How long should I let chicken poo mixed with pine shavings from the coop compost before it is viable for use in the garden?


----------



## Charleen (May 12, 2002)

enggass said:


> How long should I let chicken poo mixed with pine shavings from the coop compost before it is viable for use in the garden?


 
We pile ours outside and let it sit at least 1 year, sometimes more. Chicken manure is extremely high in nitrogen and can be damaging, so it's best to let it compost down.


----------



## Callieslamb (Feb 27, 2007)

We put ours on straight to the garden in the spring and till it in well. The wood chips need nitrogen to decompose and the chicken litter provides it. It's really, really helps my sandy soil. 

I think we might need to qualfiy how many chickens and how much wood chips. Mine usually has more chips than pooh. A lady from the Philippines told me that as long as it was dry you could add the chicken manure straight. I can't make myself do that.


----------



## Guest (Jan 3, 2012)

Mine go straight into the garden as well.

BUT, what I use them around depends on when the shavings are spread and what the harvest date of the vegetables will be and whether it's eaten raw or not. Sweet potatoes may get a thick layer of shavings/manure tilled in the day before I plant since it's going to be three to four months before they are harvested and they are only eaten cooked.

Salad fixings and other vegetables with short growing seasons that are eaten raw would not get any poultry manure at all.

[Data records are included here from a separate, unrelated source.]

PR #200, opened 2023-08-15
Adjust LiveView widget flick scrolling to behave more natural.

jmbejar:
After comparing with native apps in Android, we changed a few things.

We now differentiate between a "short drag", being the one that defines the swipe movement for the consequent scroll of the list, from a "long drag".

The latter causes the scroll animation to be stopped and, as a consequence, the list view is scrolled directly by the drag motion as it is done by the user.

### DIFF
--- a/examples/news_feed/src/app.rs
+++ b/examples/news_feed/src/app.rs
@@ -243,7 +243,7 @@ live_design!{
         layout: {flow: Down, padding: 0.0, spacing: 0.0}
         
         hero = <Image> {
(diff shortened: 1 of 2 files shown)


univerz:
btw @jmbejar are you on druid/xilem zulip? there is a new discussion about [kinetic scrolling](https://xi.zulipchat.com/#narrow/stream/351333-glazier/topic/Kinetic.20and.20line.2Fpage.20scrolling/near/387346577) that you might be interested in.

PR #282, opened 2023-09-22
linux_direct can now use input devices that are plugged in after the application has started

SpieringsAE:
Moved the event gathering/grouping into the event threads so poll_raw_input can never block.
Improved the for i in 1..12 event# file reading to a specific glob like function.

Currently the new inotify dependency in libs is on all Linux systems, It seems impossible to limit this to cfg(linux_direct).
In the Cargo.toml files only the standard cfgs are available, like target_os and such (rustc --print=cfg).
The build.rs script runs after all depencies are compiled so this also isn't an option.
Can't use features because the dependency on makepad-platform is several layers deep, this would mean every package that depends on makepad platform would also have to add the features, and then those that depend on those aswell. Making for a big ass mess.

This leaves only 2 options to make this work:
1. Custom targets for linux_direct, but this sounds like hell.
2. Moving libs/inotify-rs into platform/src/os/linux/direct and dont put it in Cargo.toml at all, but this is ugly and ruins the structure.


SpieringsAE:
Failed a bit with this pull request, here is some extra info: \
linux_direct target now has to be set with the RUSTFLAGS env variable unfortunately, untill rust fixes this build issue:
```
RUSTFLAGS="--cfg linx_direct" cargo build etc.
```
The pre_push_check.sh script commandos for checking linux_direct have been adapted to this.

Now supports a Type B MultiTouch device with the makepad touch api:
https://www.kernel.org/doc/Documentation/input/multi-touch-protocol.txt

Input event gathering is now done off the main thread so that poll_raw_input() will never be able to block.

SpieringsAE:
a large push has happened in the mean time. Made my own version of the libevdev library to handle raw input devices. This enables far greater precision when handling input events by check device properties/available types and codes etc.

makepaddev:
Why did you do this part:
MAKEPAD=lines RUSTFLAGS="--cfg linux_direct" cargo +nightly check -q -p makepad-example-ironfish --release --target=x86_64-unknown-linux-gnu --message-format=json
Does MAKEPAD=linux,linux_direct not work?

makepaddev:
Sorry looks like i split on +. So this
Does MAKEPAD=lines+linux_direct not work?

SpieringsAE:
Because the dependency on inotify depends on --cfg linux_direct.
build.rs gets resolved after all the depencies are resolved, so it would not depend on inotify, but would try to compile code that is gated behind the the cfg(linux_direct) causing the build to fail.

The only way to solve this without adding RUSTFLAGS="--cfg linux_direct", is by making all the inotify dependency lean on all linux targets for example, even though the normal linux target doesnt use this dependency. This is an issue that has been raised see: 
https://internals.rust-lang.org/t/pre-rfc-mutually-excusive-global-features/19618
But is currently not resolved.

So it can be returned to the old format now, but it would cause every linux target to depend on something that it might not actually depend on.

One other way is to move the inotify lib into the platform crate, so it can be optionally compiled with cfg(linux_direct) but I feel like this would be very messy, and also disallow other crates from maybe adapting this lib.

So yeah there is 4 options:
1. Leave it like this (which I don't really like either)
2. Have all Linux targets depend on it like I did it in the beginning (probably gets filtered out in the linking step but still generates extra compile time)
3. Move inotify into the platform crate
4. Don't listen for devices that connect after the app is started and remove inotify completely. I personally really like being able to plug and unplug my devices while the app is running, but in a final/production linux_direct app I guess this scenario is unlikely.

All of these are of course only valid until the previously mentioned issue is resolved by rust itself, making room for a cleaner solution.

makepaddev:
We're going to merge inotify into makepad-platform first, since we need filewatchers all over the place

makepaddev:
Not as a crate but just as a module inside makepad platform

SpieringsAE:
okay that sounds great, I kind of expected it to become useful in the project. Once that has happened I will adapt these changes to that approach so the weird RUSTFLAGS="--cfg linux_direct" can be removed hopefully.

SpieringsAE:
It seems like this request isnt going to come through in its current for, I will close it for now and make a request into a dev branch once I have improved some parts about this

PR #285, opened 2023-09-28
Implement editor navigation:

fjakobs:
- goto line start/end (Cmd-left, Cmd-right)
- select all (Cmd-A)

many more are missing


fjakobs:
cc @nightwing

PR #320, opened 2023-11-12
fixed the problem of cursor setting after window startup and fix string unicode escaping issue so that it can be recognized correctly when using custom fonts.

get200:


get200:
## 1.fixed the problem of cursor setting after window startup
### before
mouse_move_in_before
### after
mouse_move_in_after

## 2.fix string unicode escaping issue
### custom font




### before


### after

They would be planted where the sweet potatoes had been so that it would be at least four months between the time of the manure application and the time of harvest.


----------



## Sonshine (Jul 27, 2007)

We clean our coop and house out just before winter and let it set through the winter and then spread it and till it in in the spring. The only thing we put it directly on is our corn, with that we make a manure tea.


----------



## CountryCabin (Mar 8, 2007)

I do deep litter in my coops so they get cleaned out spring and fall.
In fall it goes right in the garden beds, sits all winter long. Then when gardening time is near, I just rake in it into the existing soil.

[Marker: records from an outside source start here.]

PR #346, opened 2023-12-15
Make texture pool format-aware on re-usage

yulnr:
Fixes font textures breaking on taobao app when using video. 
Currently all Makepad textures are re-used indiscriminately, which breaks in OpenGL when trying to perform `TEXTURE_2D` operations on a previous texture bound with `TEXTURE_EXTERNAL_OES` format.
This PR makes the texture pool check for format compatibility when re-using textures from the free pool.

Changes:
- Extends `IdPool` with an `alloc_with_reuse_filter` method that takes in a filtering callback.
-`Texture::new` now always creates a default black texture, and `texture.set_format(cx, format)` no longer exists. If format (even size alone) needs to be changed, a new texture must be created with `Texture::new_with_format(cx, format)`
- Deletes OS texture handles and re-creates new ones when texture is re-used (generation changed). Added this on OpenGL and Metal, DirectX is already re-creating and I'll update WebGL once we can fully test it.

Spring it gets put into new beds or towards the outer sides of existing beds as its mostly composed already over winter. They do keep it pretty well mixed up.

If I get to much, then its a good reason to make another bed.  
I just dump it (over cardboard) where I want to make the new bed. 
Take soil out of another bed to add on top, then add more fresher goodies to the older beds and rake in.

Never had a burn problem in all the yrs I have done that.

Good luck with yours.


----------



## olivehill (Aug 17, 2009)

Ours goes directly into the garden, too. Only exception is if I don't have somewhere to put it at the time, then I'll dump it in the compost, but that's not often.


----------



## Callieslamb (Feb 27, 2007)

I also have sandy soil, which might make a difference.


----------